2. a kind of SWIPT system self-adaption time slot signal collected based on nonlinear energy according to claim 1 is received Method, which is characterized in that the value of the handoff factor ρ (k) is 0 or 1, and wherein ρ (k)=1 indicates that the time slot receiving end will Signal is received for information, and ρ (k)=0 indicates that signal is used for energy and connects collection by the time slot receiving end.

3. a kind of SWIPT system self-adaption time slot signal collected based on nonlinear energy according to claim 1 is received Method, which is characterized in that the formula of the outage probability is as follows：Wherein r_k=ρ (k) log (1+γ_k) be k-th of time slot of system instant message reception rate, r₀It is the minimal information receiving velocity door of system normal communication Limit value, hereinSignal-to-noise ratio for receiving end in k-th of time slot, σ²It is the noise power of receiving end.

4. a kind of SWIPT system self-adaption time slot signal collected based on nonlinear energy according to claim 1 is received Method, which is characterized in that optimal intelligence receiver and energy receiver handoff factor ρ in the step S7^*(k) value is such as Under：

(1) whenWhen, then ρ^*(k)=0；

(2) whenWhen, then ρ^*(k)=1；

(3) whenWhen, then ρ^*(k)=0；

Wherein λ^*It is best Lagrange multiplier.

5. a kind of SWIPT system self-adaption time slot signal collected based on nonlinear energy according to claim 1 is received Method, which is characterized in that the energy conversion efficiency η value of the destination node energy receiver is 1.

6. a kind of SWIPT system self-adaption time slot signal collected based on nonlinear energy according to claim 1 is received Method, which is characterized in that self-adapting time slot letter signal receives in the step S8, refers to ρ^*(k)=1 when, the sub-slots are only Carry out information reception, ρ^*(k)=0 when, which only carries out collection of energy.

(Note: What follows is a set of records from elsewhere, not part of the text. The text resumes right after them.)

PR #15013, opened 2018-10-05
Configurable Object3D.position/scale/rotation/quaternion properties

jbaicoianu:
Object3D's position, scale, rotation, and quaternion properties are currently set up via a call to Object.defineProperties(), which sets them up as immutable references to an instance of their underlying type.  This pull request allows the user to reconfigure those properties after the fact, if they know what they're doing.

This can be useful if you want to "bind" two objects together by pointing them at the same underlying position and/or orientation objects.

### DIFF
--- a/src/core/Object3D.js
+++ b/src/core/Object3D.js
@@ -54,18 +54,22 @@ function Object3D() {
 	Object.defineProperties( this, {
 		position: {
 			enumerable: true,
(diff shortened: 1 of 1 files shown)


WestLangley:
Duplicate of #11134.

Mugen87:
Closing in favor of #11134.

7. a kind of SWIPT system self-adaption time slot letter collected based on nonlinear energy according to any one of claims 1 to 5 Number method of reseptance, which is characterized in that the method for reseptance is directed to SWIPT system in point-to-point wireless communication scene, Channel type is flat fading channel, and sending node S has a fixed and lasting energy supply, receiving node D energy constraint and The receiver of the energy supply that do not fix, receiving node D consists of two parts：Intelligence receiver and energy receiver, energy Receiver obtains energy from the radiofrequency signal of ambient enviroment.